One of the key tenets for deployments that I strive for is to minimize what changes. The ideal situation is that everything is the same in every environment. If you can do that, then stop reading now as none of this is for you. This leaves me with only wanting to change environment specific configuration settings, for example the database connection string or the endpoint to use for a web service. The type of thing that I would try to avoid changing would be an authentication provider, database provider, or anything that would result in different code being executed.

<?xml version="1.0"?>
  <configuration>
     <connectionStrings>
     <add name="ApplicationServices"
       connectionString="data source=.\SQLEXPRESS;Integrated Security=SSPI;AttachDBFilename=|DataDirectory|aspnetdb.mdf;User Instance=true"
       providerName="System.Data.SqlClient" />
  </connectionStrings>
</configuration>

The above example configuration is an example a type of configuration setting that would need to be changed and for simplicity it will be used as an example.

What about the obvious?

As with most things, there are several ways to accomplish a task. As you may be aware starting in Visual Studio 2010 there is there is a new way to do configuration transformations automatically as a part of the build process. For more information on that check it out here. Part of the reason I am not using that tool is that when I initially had this need for automating deployments there were several applications and development teams involved and while we were very similar in how we developed our applications, we did things differently enough that requiring this level of management at the developer level was not practical. In addition the approach I’m going to walk through here only requires that the developer make the option easily configurable and then the people managing the deployments just need to configure the environment specific settings using a tool that they already know (or at least should), PowerShell.

What’s the deal, yo!

Enough talking, let’s look at what I’m actually talking about.

Environment Configuration

Each environment will be configured via it’s own file and the bellow file would be used to configure the above configuration file.

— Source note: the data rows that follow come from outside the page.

PR #1832, opened 2026-08-12
schema: clarifiy difference between `@head.shape` and `@glyph.*`

th-we:
**Edit:** This pull request now clarifies the difference between `@head.shape` and `@glyph.*`. Misunderstanding them lead to the original version of this PR.

~~I noticed that we have both `@head.shape`/`@head.auth` and `@glyph.name`/`@glyph.num`/`@glyph.auth` for encoding smufl (or other auth based) head shapes. I suggest only using the more generally available `@glyph.*` attributes, which also means that `@head.shape' has better validation because it currently can be set to any token.~~

~~Or am I misunderstanding the idea behind the `@glyph.*` attributes in this context and they are intended to represent the note in its "entirety"?  ("Entirety" being a vague concept for notes as it's not clear what parts of the note this would include or exclude.)~~  In that case, I'd open another pull request, documenting the difference between `@head.*` and `@glyph.*`.

### DIFF
--- a/source/modules/MEI.visual.xml
+++ b/source/modules/MEI.visual.xml
@@ -1348,7 +1348,8 @@
     </classes>
   </classSpec>
   <classSpec ident="att.note.vis" module="MEI.visual" type="atts">
-    <desc xml:lang="en">Visual domain attributes.</desc>
+    <desc xml:lang="en">Visual domain attributes. <att>glyph.name</att> and <att>glyph.num</att>
+      describe the entirety of the note, while <att>head.shape</att> encodes the head only.</desc>
     <classes>
       <memberOf key="att.altSym"/>
       <memberOf key="att.color"/>


pe-ro:
Hi @th-we,

Indeed, the intention of the `@head.* and @glyph.*` attributes is to address the head shape and the (entire) note shape separately. Others, @lpugin perhaps?, should address whether this is entirely (pun intended) necessary. 🤣

th-we:
> Indeed, the intention of the `@head.* and @glyph.*` attributes is to address the head shape and the (entire) note shape separately.

My intuition was that `@head.shape` should act in the logical domain, while `@glyph.*` attributes act in the visual domain. Currently, `@head.shape` serves as logical domain attribute if one of the [`data.HEADSHAPE.list`](https://music-encoding.org/guidelines/v5/data-types/data.HEADSHAPE.list.html) values is used, otherwise in the visual domain.

Take for example an x-shaped whole note head. When encoding, the main point I want to bring across is that it's x-shaped. To facilitate a more accurate visual rendering of the head, I might want to give some additional information about the shape variant - e.g. one of the possible SMuFL shapes:

grafik

I thought the encoding for this should be:
```xml
<note head.shape="x" glyph.auth="smufl" glyph.name="noteheadVoidWithX"/>
```

If `@glyph.*` is reserved for representing the entire note (I see there can be use cases for that), I have to decide if I want logical clarity or visual precision for head shapes, but I can't have both.

Two suggestions how to solve this:

1. Introduce `@head.name`/`@head.num`, which work like `@glyph.*` attributes, in conjunction with `@head.auth`.
    ```xml
    <note head.shape="x" head.auth="smufl" head.name="noteheadVoidWithX"/>
    ```
2. Add a `<head>` element.
    ```xml
    <note>
      <head  shape="x" glyph.auth="smufl" glyph.name="noteheadVoidWithX"/>
    </note>
    ```

ahankinson:
I’m struggling to see how `head.shape` is a “logical” attribute, given that duration and other qualities of the note are usually specified in other attributes.

SMuFL has both [full note shapes](https://smufl.formats.music/latest/tables/individual-notes.html) as well as [various head shapes](https://smufl.formats.music/latest/tables/noteheads.html) so it would make sense to allow both in different attributes. (Possibly also expanding to target stem / flag shapes as well, but that’s a separate issue).

[The docs say](https://music-encoding.org/guidelines/v5/attribute-classes/att.noteHeads.html)

“ When @head.auth matches 'smufl', @head.shape must contain a numeric glyph reference in hexadecimal notation, like "#xE000" or "U+E000".”

So setting `head.auth` to “smufl” makes your example:

```
<note head.auth="smufl" head.shape="U+E0B7”/>
```

th-we:
> I’m struggling to see how `head.shape` is a “logical” attribute, given that duration and other qualities of the note are usually specified in other attributes.

You're right, the label "logical" is not truly fitting. It's more that `@head.shape="x"` says something about the general category, while `@head.shape="U+E0B7"` (thanks for pointing out the restriction to SMuFL codepoints) can be thought of as going into graphical details.

While SMuFL codepoints always denote a very specific shape, `data.HEADSHAPE.list` values partly require showing different glyphs depending on `@dur` (except for the regular `whole`, `half`, `quarter` values). At least that's how Verovio does it, for example for `diamond` or `rectangle` :

image

image

I think this makes sense, although [the spec](https://music-encoding.org/guidelines/v5/data-types/data.HEADSHAPE.list.html) strictly speaking only specifies unfilled heads. I think this is a mistake which also needs fixing.

All in all, I think both uses of `@head.shape` (auth based and `data.HEADSHAPE.list` based) are different enough that they should be encodable independently.

ahankinson:
> While SMuFL codepoints always denote a very specific shape, data.HEADSHAPE.list values partly require showing different glyphs depending on `@dur` (except for the regular whole, half, quarter values). At least that's how Verovio does it, for example for diamond or rectangle ...

That behaviour is probably desirable, though, just like we wouldn't want to have to specify the exact glyph to be used for the "regular" noteheads. I think the expectation here is that you would vary the properties only when it differs from expected norms, e.g., an unfilled eighth note head. 

Is there a particular use case you are working with, or something you are finding it difficult to encode? Examples might help ground it in practical ideas. But I'm not particularly in favour of the changes in this PR without more discussion.

th-we:
> That behaviour is probably desirable, though, just like we wouldn't want to have to specify the exact glyph to be used for the "regular" noteheads. I think the expectation here is that you would vary the properties only when it differs from expected norms, e.g., an unfilled eighth note head.

O.K., so it seems like we can establish consent here, if you agree, @pe-ro? That could lead to another PR removing the "unfilled" part from the `data.HEADSHAPE.list` descriptions.

> Is there a particular use case you are working with, or something you are finding it difficult to encode? Examples might help ground it in practical ideas.

I'm trying to export head shapes from Sibelius and therefore I'm trying to find a good mapping from all the built-in Sibelius note styles. It doesn't have to be perfect, I guess, especially because I'll allow projects to define their own encoding for built-in and custom note styles. The note style I'm most interested in right now is slash notation like this:

image

The only relevant issue here however isn't head shape related (it doesn't matter in this case if the half note is rendered as a large diamond, like in the image, or a parallelogram, like Verovio would do it). The slashes have no ledger lines (they're not defining a pitch, so ledger lines have no meaning), but MEI has no way of encoding this AFAIK. So, that's an entirely different matter altogether.

> But I'm not particularly in favour of the changes in this PR without more discussion.

Right. Given that `@glyph.*` is intended for the entire note, not just the head, I'll rework the PR entirely.

Thanks for your thoughts and helpful input!

ahankinson:
I'll just add that there's also `@head.fill`, which is possibly why `@head.shape` specifies "unfilled" -- the expectation is that if you want filled, you use `@head.fill` to do so. But I don't think that works especially well if we want a "dynamic" fill behaviour -- like varying head fill by duration. So I'm a cautious "+1" on removing the "Unfilled" from `data.HEADSHAPE.list`, unless someone can think of a reason why that's not a good idea.

th-we:
I dropped my old changes and only added some wording to describe the different purposes of `@glyph.*` and `@head.*`.

source/modules/MEI.visual.xml
```diff
@@ -1348,7 +1348,8 @@
     </classes>
   </classSpec>
   <classSpec ident="att.note.vis" module="MEI.visual" type="atts">
-    <desc xml:lang="en">Visual domain attributes.</desc>
```
ahankinson, line 1351: This note isn't really visible to most users -- it's only really shown if they happen to go to the `att.note.vis` class page: https://music-encoding.org/guidelines/dev/mei-all/attribute-classes/att.note.vis.html

th-we: Any suggestion what could be the most suitable place?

$global:SqlServer     = "production-sql-server";
$global:Database      = “production-db”;

As you can see this is very simple. The value for production-sql-server would be the name of the SQL server instance and of course production-db would be the name of the production database.

Update Script

In keeping with the idea that the simpler something is the easier it is to maintain, here is the script that is modified on an ongoing basis to control what is being modified.

Config "/configuration/connectionStrings/add[@name=ApplicationServices]/@connectionString" `
    "Data Source=$SqlServer;Initial Catalog=$Database;Integrated Security=True;"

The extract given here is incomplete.